Image By Flickr User: JBLivin

The “Triple A” Fun Factor

Image By Flickr User: JBLivin
Image By Flickr User: JBLivin

Big budget “Triple A” video games are more complex and immersive than ever before. It’s gotten to the point that when you buy a major title these days, you’re buying more of an experience rather than just a game. That’s really become the point hasn’t it? Major developers aren’t trying to make just games anymore; they’re trying to create fully realized experiences. The common emphasis seems to have shifted from gameplay to everything else, elements like graphics, sound, and story. There’s nothing inherently wrong with this, after all I love an attractive game with a good story just as much as everyone else, it’s just that at the end of the day a game is meant to be played. So here’s the question: are modern games made to be fun in the same way that old-school games were made to be fun?

What it comes down to is whether we are enjoying our games because they play well or because we’re enjoying the overall experience they offer. Think about it, why is a game like The Elder Scrolls V: Skyrim fun? Is it really the fighting, questing, and looting, or is it the environments, the characters, and the music, everything that accompanies the core gameplay? Or how about Mass Effect? Is the combat (the active part of the game) really what drives your experience, or is it the world you’re in, the characters you interact with, and the over-arching story? This is a question that can be asked of most any game, even one like Call of Duty MW3.
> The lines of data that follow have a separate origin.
Issue #110, opened 2026-05-24
Creating too many interface lemmas for Nelson-Oppen theory combination


amarshah1:
We are learning a bunch of Nelson-Oppen clauses of the form `x=y \/ x < y \/ x > y'.

I think we can avoid this using the strategy discussed in the [Yices 2.2 paper](https://yices.csl.sri.com/papers/cav2014.pdf). Essentially you need a Nelson-Oppen clause as above if LIA |= x = y and UF |= x != y. Right now we are creating a clause only if LIA |= x = y, but we should also check that UF |= x != y before adding such a clause. 

@BrunoDutertre let me know if this sounds good or if there is a better way to do Nelson-Oppen.

amarshah1:
Actually this is maybe not so simple, say you have the query

```
(declare-fun % () Int)
(declare-fun h (Int) Bool)
(declare-const k Int)
(assert (h k))
(assert (= k %))
(assert (not (h (+ 0 %))))
(check-sat)
```

Then we want to learn a interface lemma for `%` and `(+ 0 %)`, but how are we to be sure whether to add this interface lemma or not?

amarshah1:
The Yices paper actually will try to merge `x` and `y` in the egraph and see if that creates a conflict. Maybe we can do something like this instead

PR #146, opened 2026-07-08
Lazy nelson oppen (probe version)

amarshah1:
*Issue #, if available:* #110

*Description of changes:* We support nelson-oppen theory combination via interface lemmas. However, we aggressively introduce interface lemmas. For instance for if the arithmetic solver returns `sat` with a model `w=x=y=z=1`, we would learn the interface lemmas `w=x \/ w<x \/ w>x`, `w=y \/ w<y \/ w>y`, `w=z \/ w<z \/ w>z`.

However, we can make this more efficient by checking if these equalities violate the current state of the egraph, before learning an interference lemma

### DIFF
--- a/src/arithmetic/lialp.rs
+++ b/src/arithmetic/lialp.rs
@@ -17,7 +17,7 @@ use crate::debug_println;
 use crate::egraphs::EgraphTrait;
 use crate::solver_state::SolverState;
 use crate::utils::{DeterministicHashMap, DeterministicHashSet};
-use dashu::{Integer, Rational};
+use dashu::{Integer, Rational, integer::IBig};
 use std::collections::HashMap;
 
 pub fn check_integer_constraints_satisfiable_lia(
@@ -119,13 +119,12 @@ pub fn check_integer_constraints_satisfiable_lia(
             let stats = ret.stats;
             match ret.decision {
                 SolverDecision::FEASIBLE(assignment) => {
-                    let mut model_hashmap: DeterministicHashMap<i64, DeterministicHashSet<u64>> =
+                    let mut model_hashmap: DeterministicHashMap<IBig, DeterministicHashSet<u64>> =
                         DeterministicHashMap::new();
                     for (term_id, root_var) in &roots {
                         if let Some(value) = assignment.get(root_var) {
-                            let val_i64: i64 =
-                                value.to_int().value().try_into().unwrap_or(i64::MAX);
-                            model_hashmap.entry(val_i64).or_default().insert(*term_id);
+                            let val: IBig = value.to_int().value().clone();
+                            model_hashmap.entry(val).or_default().insert(*term_id);
                         }
                     }
                     ArithResult::Sat(model_hashmap, stats)
--- a/src/arithmetic/nelsonoppen.rs
+++ b/src/arithmetic/nelsonoppen.rs
@@ -80,6 +80,42 @@ pub fn nelson_oppen_clause(literal: i32, solver_state: &mut SolverState) -> Opti
 //     }
 // }
 
+/// Build the three sub-terms (lt, gt, eq) for the trichotomy on (x, y).
+/// Returns None if the trichotomy has already been emitted for this pair.
+/// Marks the pair as emitted on the first successful call.
+pub fn nelson_oppen_trichotomy_terms(
+    x: u64,
+    y: u64,
+    solver_state: &mut SolverState,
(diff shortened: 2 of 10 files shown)


src/cadical_propagator.rs
```diff
@@ -354,35 +381,94 @@ impl<'a> ExternalPropagator for CustomExternalPropagator<'a> {
...
+                            .egraph
+                            .assert_equal(x_e, y_e, attempt_level);
+                        if let Some(c) = result.conflict {
+                            // Undo just this conflicting merge; keep earlier merges.
+                            self.solver_state.egraph.backtrack_to(attempt_level - 1);
+                            next_probe_level = attempt_level;
+                            conflicts.push(c);
+                            if conflicts.len() >= self.max_arith_conflicts_per_round {
+                                break 'outer;
                             }
```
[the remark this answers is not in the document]
amarshah1: we will assert that the number of conflicts is >0

amarshah1:
With the internal arithmetic solver, we improve from 72.4% to 75.7%

Using the z3 arithmetic solver, we improve from 81.3% to 83.8%

image

image

src/arithmetic/lialp.rs
```diff
@@ -119,13 +119,12 @@ pub fn check_integer_constraints_satisfiable_lia(
...
-                    let mut model_hashmap: DeterministicHashMap<i64, DeterministicHashSet<u64>> =
+                    let mut model_hashmap: DeterministicHashMap<IBig, DeterministicHashSet<u64>> =
                         DeterministicHashMap::new();
                     for (term_id, root_var) in &roots {
                         if let Some(value) = assignment.get(root_var) {
-                            let val_i64: i64 =
-                                value.to_int().value().try_into().unwrap_or(i64::MAX);
-                            model_hashmap.entry(val_i64).or_default().insert(*term_id);
+                            let val: IBig = value.to_int().value().clone();
+                            model_hashmap.entry(val).or_default().insert(*term_id);
```
benjaminfjones, line 127: Nice! I forgot about this gap.

src/arithmetic/nelsonoppen.rs
```diff
@@ -2,86 +2,18 @@
...
-// }
-
-// learn the clause x = y \/ x > y \/ x < y
-pub fn nelson_oppen_clause_pair(x: u64, y: u64, solver_state: &mut SolverState) -> Option<Term> {
+/// Build the three sub-terms (lt, gt, eq) for the trichotomy on (x, y).
+/// Returns None if the trichotomy has already been emitted for this pair.
+/// Marks the pair as emitted on the first successful call.
+pub fn nelson_oppen_trichotomy_terms(
+    x: u64,
+    y: u64,
```
benjaminfjones, line 14: what do the u64's represent here? are they e-graph IDs?

amarshah1:
I also tried a version of this that did something like if x = y were equal in the arithmetic model, it tried to merge x and y in the egraph and if that edge was ever involved in a conflict, it would learn the trichotomy (see #142)

It was more complicated and potentially unsound. It got a similar speedup on the z3 branch, but it did get an even better speedup on the internal arithmetic branch

src/arithmetic/nelsonoppen.rs
amarshah1: u64 is the id in the solver state and u32 is the id in the egraph

amarshah1: I can use EgraphId, SolverStateId instead of u32, u64

benjaminfjones: nevermind, answered my own question below. It would be a nice code-documentation improvement at some point to newtype these, or make type aliases at least.

benjaminfjones: woops! comment race condition :) That sounds great

benjaminfjones:
Can you come up with any good regression tests for the new combination approach?

amarshah1:
> Can you come up with any good regression tests for the new combination approach?

Yup, can add a few. Its a little bit tricky since it's just a performance optimization, so there are no new features to test.

benjaminfjones:
> > Can you come up with any good regression tests for the new combination approach?
> 
> Yup, can add a few. Its a little bit tricky since it's just a performance optimization, so there are no new features to test.

Gotcha. That's okay then since all the existing regressions pass.

benjaminfjones (approved):

PR #149, opened 2026-07-09
Incremental arithmetic for z3 arith option

amarshah1:
*Issue #, if available:*

*Description of changes:*


amarshah1:
The version I showed at the Sundance meeting had a soundness bug, but we still show a nice improvement from before (from 83.8% to 87.0%)

image

tests/regression/smt_files/arithmetic/quant_pattern_z3_unknown_2.smt2
```diff
@@ -0,0 +1,49 @@
...
+(declare-fun v9 () Int)
+(declare-fun f0 (Int Int Int) Int)
+(declare-fun f1 (Int Int) Int)
+(declare-fun f2 (Int) Int)
+(declare-fun f3 (Int Int) Int)
+(declare-fun f4 (Int Int Int) Int)
+(declare-fun f5 (Int Int) Int)
+(declare-fun f6 (Int Int) Int)
+(assert (=> (= v1 v0) (= (f5 v1 0) (f5 v0 0))))
+(assert (and (= (- v0 (f3 3 (f5 v4 (- v7)))) v9) (= (+ v8 v6) (- (- (+ (- v3) (+ (- 10) v3))))) (= v4 3)))
```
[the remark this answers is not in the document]
benjaminfjones: `v4` is declared `Int`, so the first finding is not correct. I also don't see any use of unary comparison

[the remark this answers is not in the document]
benjaminfjones: cvc5, with strict parsing, passes on this file and reports unsat.

src/arithmetic/z3incremental.rs
```diff
@@ -0,0 +1,611 @@
...
+    /// Stack of push counts per decision level. Entry `i` is how many
+    /// `z3::push`es we've done at level `i`; on `notify_backtrack(level)`
+    /// we pop everything above `level`.
+    /// Indexed by decision level; grows as decision level grows.
+    push_counts: Vec<u32>,
+    /// Definitional pinnings (e.g. `var_5 == 5`, `var_{(+xy)} == var_x + var_y`).
+    /// These are theory facts that hold globally, so we replay them as
+    /// assumptions on every `check_assumptions` rather than asserting them into
+    /// a specific scope (where a later `pop` would erase them).
+    pinned_defs: Vec<Bool>,
```
benjaminfjones: Why not assert these first, before any `push` and then not have to replay them?

amarshah1: Yeah the problem is that these get added lazily, so they could be added at a higher level, so they would get backtracked on and then we would need to readd them. This a little more complicated, but might be slightly faster, so I can try it

tests/regression/smt_files/arithmetic/quant_pattern_z3_unknown_2.smt2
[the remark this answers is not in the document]
amarshah1: yeah I think copilot is tripping

src/arithmetic/z3incremental.rs
```diff
@@ -0,0 +1,611 @@
...
+            self.current_level
+        );
+    }
+
+    /// Drain the egraph's arithmetic merge queue. For each merge `(a, b)`,
+    /// allocate the SAT literal for `(= t_a t_b)` via `make_eq`, then push
+    /// `var_a == var_b` into Z3 via `assert_and_track` with a tracker keyed
+    /// on that literal. Result: each merge is a normal tracked atom, and
+    /// Z3's unsat core will blame exactly the merge lits that were actually
+    /// used in the conflict — no over-approximation.
```
benjaminfjones: I think this assumes the unsat assumption set is minimal? Doesn't matter for the implementation I think, just thinking out loud.

amarshah1: Yeah it does

src/arithmetic/z3incremental.rs
```diff
@@ -0,0 +1,611 @@
...
+                a,
+                b,
+                lit,
+                self.current_level
+            );
+        }
+        new_lits
+    }
+
+    /// Run `solver.check()`. On SAT, group current arithmetic-term roots by
```
benjaminfjones: Have you looked at how much grouping occurs in some of our benchmarks? I'm curious how large the classes tend to be. In synthetic examples there tend to be a lot of variables assigned 0, e.g. slack variables.

src/arithmetic/z3lazy.rs
```diff
@@ -0,0 +1,611 @@
...
+        }
+        new_lits
+    }
+
+    /// Run `solver.check()`. On SAT, group current arithmetic-term roots by
+    /// model value so the caller's model-based Nelson-Oppen probe can run.
+    /// On UNSAT, translate the unsat core back into SAT literals.
+    pub fn check(&mut self, solver_state: &mut SolverState) -> ArithResult {
+        debug_println!(21, 0, "[z3lazy] check() at level {}", self.current_level);
+        // Ensure every arithmetic-term class root has been introduced to Z3
```
benjaminfjones: Do you really mean "class" rather than "class root" here? Checking my understanding that it's the e-graph class being associated w/ z3 variable rather than the root specifically.

src/arithmetic/z3incremental.rs
```diff
@@ -0,0 +1,611 @@
...
+                }
+                // Merges are now tracked via `assert_and_track` (see
+                // `drain_merge_queue`), so Z3's unsat core cites exactly the
+                // merge lits (via `make_eq`-allocated SAT lits) that were
+                // actually used in the conflict. No over-approximation needed.
+                if lits.is_empty() {
+                    // Sanity guard: if no tracked lits appear in the core, the
+                    // contradiction lives entirely in pinned defs — a bug.
+                    // Fall back to blaming every active lit rather than
+                    // reporting unsound `Unsat([])`.
```
benjaminfjones: So should this actually be a panic if reaching it represents a bug? The comment is not reassuring.

src/arithmetic/z3incremental.rs
amarshah1: Yeah I'm not really sure. This is something worth investigating

src/arithmetic/z3lazy.rs
amarshah1: That comment was wrong sorry. It is per term not per class or class root

src/arithmetic/z3incremental.rs
amarshah1: Yeah you're right. I added a panic

amarshah1:
@HuStmpHrrr can you change the branch protection rules to accommodate the new workflows?

benjaminfjones (approved):

PR #151, opened 2026-07-13
[DRAFT] Factor incremental arithmetic into a trait

amarshah1:
*Description of changes:*

Factoring incremental arithmetic into a trait

----


src/arithmetic/incremental_solver/z3.rs
```diff
@@ -0,0 +1,254 @@
...
+                        let signed = if self.active_lits.contains(&abs_lit) {
+                            abs_lit
+                        } else {
+                            -abs_lit
+                        };
+                        Some(-signed)
+                    })
+                    .collect();
+                assert!(
+                    !lits.is_empty(),
```
amarshah1, line 288: We end up hitting this panic... But was not an issue before the egraph trait -> need to fix

amarshah1: We error on a ton of Verus benchmarks. Claude keeps trying to fix this by blaming all definitions, but this is ugly and also I think there might be something unsound going on, since it causes a huge performance improvemtn (90% success on Verus)

src/arithmetic/incremental_solver/mod.rs
```diff
@@ -0,0 +1,81 @@
...
+    /// Push an equality `a == b` tracked by `lit`.
+    fn push_equality(&mut self, a: VarId, b: VarId, lit: i32);
+
+    /// Check satisfiability of all currently-pushed constraints + definitions.
+    /// On SAT, only vars registered with `report_in_model=true` appear in buckets.
+    fn check(&mut self) -> ArithCheckResult;
+
+    /// Cheap feasibility check on the current trail — no model, no theory
+    /// combination. Impls may return `Unchanged` to skip on their own policy.
+    fn check_partial_trail(&mut self) -> PartialCheckResult;
```
amarshah1: Not sure if this is the best way to do a partial check?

Call of Duty is a franchise infamous for its throngs of loyal followers and its near inability to change from year to year. Now there aren’t many people out there that play it for the story, characters or even environments, they play it because it plays well. However, while the fans of the game are focusing on the gameplay, what is it that its developers/publishers tend to focus on and push in marketing every year? Its graphics, “realism”, and “action”. They show you the campaign cut-scenes, explosions and the graphical fidelity. Really, this is where the focus has been trending ever since the dawn of the last console generation.

Graphics expansive environments are nice but they cannot take the place of good game play. Call of Duty, despite its publisher and stagnant reputation is at least an example that shows that what really makes a game is the gameplay, not the accompaniments. In all seriousness, if more of the budget for the game had gone towards continuous gameplay development rather than graphics, it could very well be a game that most gamers could get behind rather than being derided for being the shooter equivalent of Madden Football.

As gaming technology advances, we can’t help but want more visually impressive and immersive games.  Once again, there’s nothing wrong with that, but we must make sure that the quality of gameplay doesn’t get overlooked in favor of elements that are meant to support rather than be the focus. Otherwise we might as well just be watching movies.

6 thoughts on “The “Triple A” Fun Factor”

  1. Now-a-days, I’ll take a great game over a good movie anytime!

    I agree that it’s nice to have a game that looks good, but that’s not nearly as important as the gameplay. (Though every now and then both shine in a game, like with Red Dead Redemption – fun and beautiful!) A pretty game can play poorly as much as a terrible-looking game can play well. I live with a CoD/FPS fan, and he’d certainly echo what you said about the series – the stories are okay (some better than others), but he plays the games because they are top-notch shooters.

    It’s hard to argue with the gameplay greatness of older titles like Super Metroid and Super Mario 64, both of which were (and still are) graphically strong on their own consoles. Those games got it right, which makes them classics. How many recent AAA games, I wonder, will be considered “classics” in the future?

    1. That’s exactly right. Gameplay is what matters in the end. It’s nice when games look good, but games are remembered as great years down the road because of how good they are. “Final Fantasy VII” doesn’t look nearly as good as “FFXIII”, but it is a much better game, and it is still remembered as such, even after all these years have passed. “FFXIII” simply had good graphics, which is a common thing nowadays, and so it won’t be remembered so much because the gameplay lacked.

  2. I play games for gameplay, story, and characters. While good graphics are nice, it’s not that important. I am currently playing “Phantasy Star IV”, a Sega Genesis game from 1994. Compared to modern games, it looks terrible, but I’m having a blast with it because it’s fun, and I like the story and characters. Right before it, I played “Halo 4″, which has amazing graphics. But, playing a much more modern game just before in no way detracts from “Phantasy Star IV”. Both are solid games, even though they were made nearly 20 years apart. I hope game developers don’t forget what matters.

  3. It just seems like newer games have been kind of same-y lately. It might be time to start looking elsewhere for original games, ’cause I’m starting to get shooter fatigue. I love playing them, but I don’t want to play them exclusively.